I moved out of my studio in March. In a single trip with my friend's tiny blue car, we packed up my paints, my prints hanging on the otherwise boring white walls, my screen and tablet set-up, and the many leftover paraphernalia from past installations. They fit into the car comfortably. That was the end of my studio: a few bags. From then on I didn't touch the paints, nor the prints. I kept my tablet close, but barely connected it to draw. Something didn't feel exciting about any of that right then.
Instead I wrote, and read, and thought of making art. Mostly, the poems became installations, which became my thesis. It was not what I envisioned my final art exhibition to be when I started Cornell.
And now that it was all over, what was I supposed to create? Where would I make a home for my art? Where would home be now that I packed my last one away?
More importantly than my studio or campus, I had to give up people. The ones I called home for four years, the ones I lived and breathed with, I helped them pack and close their storage boxes or suitcases, one by one, and watched them either get into their cars, or cross the security check in airports. Then it felt lonely no matter what I did. Like leaving part of one's soul, something was amiss, is amiss, no matter what.

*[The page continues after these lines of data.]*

Issue #5384, opened 2016-06-29
[RFC] Naming of subject-aware classes like Option, Attribute or Association


pamil:
Right now, we have:
 - `Sylius\Component\Product\Model\Archetype`
 - `Sylius\Component\Product\Model\Option`
 - `Sylius\Component\Product\Model\Variant`

but:
 - `Sylius\Component\Product\Model\ProductAssociation`

`Sylius\Component\Product\Model\Variant`, but `Sylius\Component\Product\Factory\ProductVariantFactory`.

`Sylius\Bundle\ProductBundle\Form\EventSubscriber\ProductOptionFieldSubscriber` but `Sylius\Bundle\ProductBundle\EventListener\ArchetypeUpdateListener`.

There are a lot inconsistencies for these kind of subject-aware classes and it's definitely the issue we must cope with before v1.0, because it takes way too much time to figure out what is the naming used in some cases.

In my opinion, we should prefix all subject-aware classes with their subject name, eg. there's `Sylius\Component\Variation\Model\Variant` that does not know anything about its subject, but `Sylius\Component\Product\Model\Variant` does, so it should be renamed to `Sylius\Component\Product\Model\ProductVariant`.

What do you think? :camel:

peteward:
yes definitely 👍

pamil:
Moreover, we have `Sylius\Component\Product\Model\OptionInterface` without any additional behaviour (marker interface), but `Sylius\Component\Product\Model\Product` does not enforce its options to implement it anyway. We end up using the one from Variation component and Product component interchangeably.

One more argument for prefixing is the situation, when we have two subjects with options and we want to overwrite them in CoreBundle - a conflict arises. We haven't encountered it yet, nevertheless there is general variant `Sylius\Component\Variation\Model\Variant`, product aware `Sylius\Component\Product\Model\Variant` and another one product aware `Sylius\Component\Core\Model\ProductVariant` with its name prefixed :tada:

pjedrzejewski:
👍

pamil:
We will probably need a list of models to change:
- [x] Product - Option (#6150)
- [x] Product - Variant (#6150)
- [ ] Promotion - Coupon (#6273)
- [ ] Promotion - Rule
- [ ] Promotion - Action

pamil:
Closing this one, extracted the rest of renaming changes as sub-issues.

PR #5406, opened 2016-07-01
[Core] Tweak the default fixtures to be more realistic and add orders

pjedrzejewski:
| Q               | A
| --------------- | ---
| Bug fix?        | no
| New feature?    | no
| BC breaks?      | no
| Related tickets | -
| License         | MIT

- [x] Add "brands" taxonomy
- [x] Initialize RBAC roles for admins


src/Sylius/Bundle/CoreBundle/Fixture/Factory/PaymentMethodExampleFactory.php
```diff
@@ -56,11 +56,14 @@ public function __construct(FactoryInterface $paymentMethodFactory, RepositoryIn
...
         $this->optionsResolver =
             (new OptionsResolver())
+                ->setDefault('code', function (Options $options) {
+                    return StringInflector::nameToCode($options['name']);
+                })
                 ->setDefault('name', function (Options $options) {
                     return $this->faker->words(3, true);
                 })
-                ->setDefault('code', function (Options $options) {
-                    return StringInflector::nameToCode($options['name']);
```
pamil: :-1: for moving this above name configuration, because we generate the code based on the name.

src/Sylius/Bundle/CoreBundle/Fixture/Factory/PaymentMethodExampleFactory.php
```diff
@@ -87,7 +90,8 @@ public function create(array $options = [])
             $paymentMethod->setCurrentLocale($localeCode);
             $paymentMethod->setFallbackLocale($localeCode);
 
-            $paymentMethod->setName(sprintf('[%s] %s', $localeCode, $options['name']));
+            $paymentMethod->setName($options['name']);
```
pamil: This may create a lot of confusion if someone will change his locale and translatables will be the same. We can just omit printing locale code for default locale, wdyt?

src/Sylius/Bundle/CoreBundle/Fixture/Factory/ShippingMethodExampleFactory.php
```diff
@@ -79,11 +82,11 @@ public function __construct(
                 ->setDefault('zone', LazyOption::randomOne($zoneRepository))
                 ->setAllowedTypes('zone', ['null', 'string', ZoneInterface::class])
                 ->setNormalizer('zone', LazyOption::findOneBy($zoneRepository, 'code'))
-                ->setDefault('shipping_category', LazyOption::randomOne($shippingCategoryRepository))
-                ->setAllowedTypes('shipping_category', ['null', 'string', ShippingCategoryInterface::class])
-                ->setNormalizer('shipping_category', LazyOption::findOneBy($shippingCategoryRepository, 'code'))
+                ->setDefined('category')
```
pamil: It's something related to #5384, ShippingMethod has both `taxCategory` and `category` which can be confusing, that's why I decided to use `shipping_category` as name for this option.

src/Sylius/Bundle/CoreBundle/Fixture/Factory/TaxonExampleFactory.php
```diff
@@ -73,14 +79,13 @@ public function __construct(
                 ->setDefault('description', function (Options $options) {
                     return $this->faker->paragraph;
                 })
-                ->setDefault('parent', LazyOption::randomOneOrNull($taxonRepository, 70))
-                ->setAllowedTypes('parent', ['null', 'string', TaxonInterface::class])
-                ->setNormalizer('parent', function (Options $options, $previousValue) use ($taxonManager) {
+                ->setDefault('children', [])
+                ->setAllowedTypes('children', ['array'])
+                ->setNormalizer('children', function (Options $options, $previousValue) use ($taxonManager) {
                     $taxonManager->flush();
```
pamil: Without usage of another normalizer, this can be put somewhere inside `loadResource` method to make options resolver simpler.

pamil: Anyway, with `parent` replaced by `children`, do we even need it?

src/Sylius/Bundle/CoreBundle/Fixture/TshirtProductFixture.php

These people had become my home. They were my family now. And then there were none. Where was home? Where would home be now that I packed my last one away into eight heavy boxes, and sent all my people around the globe?
I'm still looking for the answer to that.

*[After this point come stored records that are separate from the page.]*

PR #5409, opened 2016-07-01
[Admin] Initial support for static content

pamil:
| Q               | A
| --------------- | ---
| Bug fix?        | no
| New feature?    | yes
| BC breaks?      | no
| Related tickets | based on #5417
| License         | MIT


src/Sylius/Behat/Context/Ui/Admin/ManagingStaticContentsContext.php
```diff
@@ -0,0 +1,214 @@
...
+            (int) $amount,
+            $this->indexPage->countItems(),
+            'Amount of currencies should be equal %s, but was %2$s.'
+        );
+    }
+
+    /**
+     * @Then the static content :title should not be added
+     */
+    public function theCurrencyShouldNotBeAdded($title)
```
pjedrzejewski: Currency? :)

features/cmf/managing_static_contents/deleting_static_content.feature
```diff
@@ -0,0 +1,15 @@
...
+
+    Background:
+        Given I am logged in as an administrator
+
+    @ui
+    Scenario: Deleted taxon should disappear from the registry
+        Given the store has static content "Krzysztof Krawczyk"
+        When I delete static content "Krzysztof Krawczyk"
+        Then I should be notified that it has been successfully deleted
+        And the static content "Krzysztof Krawczyk" should no longer exist in the registry
```
pjedrzejewski: ``in the store`` sounds better than registry, wdyt?

src/Sylius/Behat/Page/Admin/StaticContent/UpdatePage.php
```diff
@@ -0,0 +1,47 @@
...
+    /**
+     * {@inheritdoc}
+     */
+    protected function getDefinedElements()
+    {
+        return array_merge(parent::getDefinedElements(), [
+            'body' => '#sylius_static_content_body',
+        ]);
+    }
+
```
pjedrzejewski: Extra blank line.

pjedrzejewski:
Thanks Kamil!

src/Sylius/Behat/Context/Ui/Admin/ManagingStaticContentsContext.php
```diff
@@ -0,0 +1,214 @@
...
+
+use Behat\Behat\Context\Context;
+use Sylius\Behat\Page\Admin\Crud\IndexPageInterface;
+use Sylius\Behat\Page\Admin\StaticContent\CreatePageInterface;
+use Sylius\Behat\Page\Admin\StaticContent\UpdatePageInterface;
+use Sylius\Bundle\ContentBundle\Document\StaticContent;
+use Webmozart\Assert\Assert;
+
+/**
+ * @author Łukasz Chruściel <lukasz.chrusciel@lakion.com>
```
lchrusciel: nice :)

src/Sylius/Behat/Resources/config/services/contexts/setup.xml
```diff
@@ -146,6 +146,13 @@
             <tag name="sylius.behat.context" />
         </service>
 
+        <service id="sylius.behat.context.setup.static_content" class="Sylius\Behat\Context\Setup\StaticContentContext" scope="scenario">
```
lchrusciel: Shouldn't we consider put it in another file? For example split setup to ORM and ODM setup? I think its not a big deal, but still can be helpful if we would like to give an option to toggle phpcr.

lchrusciel:
Won't it be worthy to split this implementation somehow from a default admin? I can imagine many cases, where somebody would like to take our admin, but manage a static content different way.

src/Sylius/Behat/Context/Ui/Admin/ManagingStaticContentsContext.php
pamil: Nothing to be afraid of, that's a piece of really good code! :D

pamil:
I guess we can port the features from the old admin panel to the now one first and then think about making it an optional feature, there's much more to do in order to achieve that.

This generation of graduates, more than any other I think, is stuck in that chasm between school and whatever comes after. And different than any other year, this generation was thrown into that chasm, forcefully, suddenly, some of them ripped from their houses or sent back to their hometowns without a choice (I know of people who dreaded leaving, knowing their mental health would be compromised, others whose countries closed down and they were left worrying for their families..). This generation was robbed of something, we all realize. We lost that chance to feel secure in our achievements, in our future, some of us are condemned to not knowing what is coming for their next year, when they imagined themselves working, studying, traveling. This is no one's fault, but it is a fact. This generation, us, we have lost something fundamental and precious this year.
I truly hope we all find more, better things in times to come, whatever we are pursuing in search of happiness.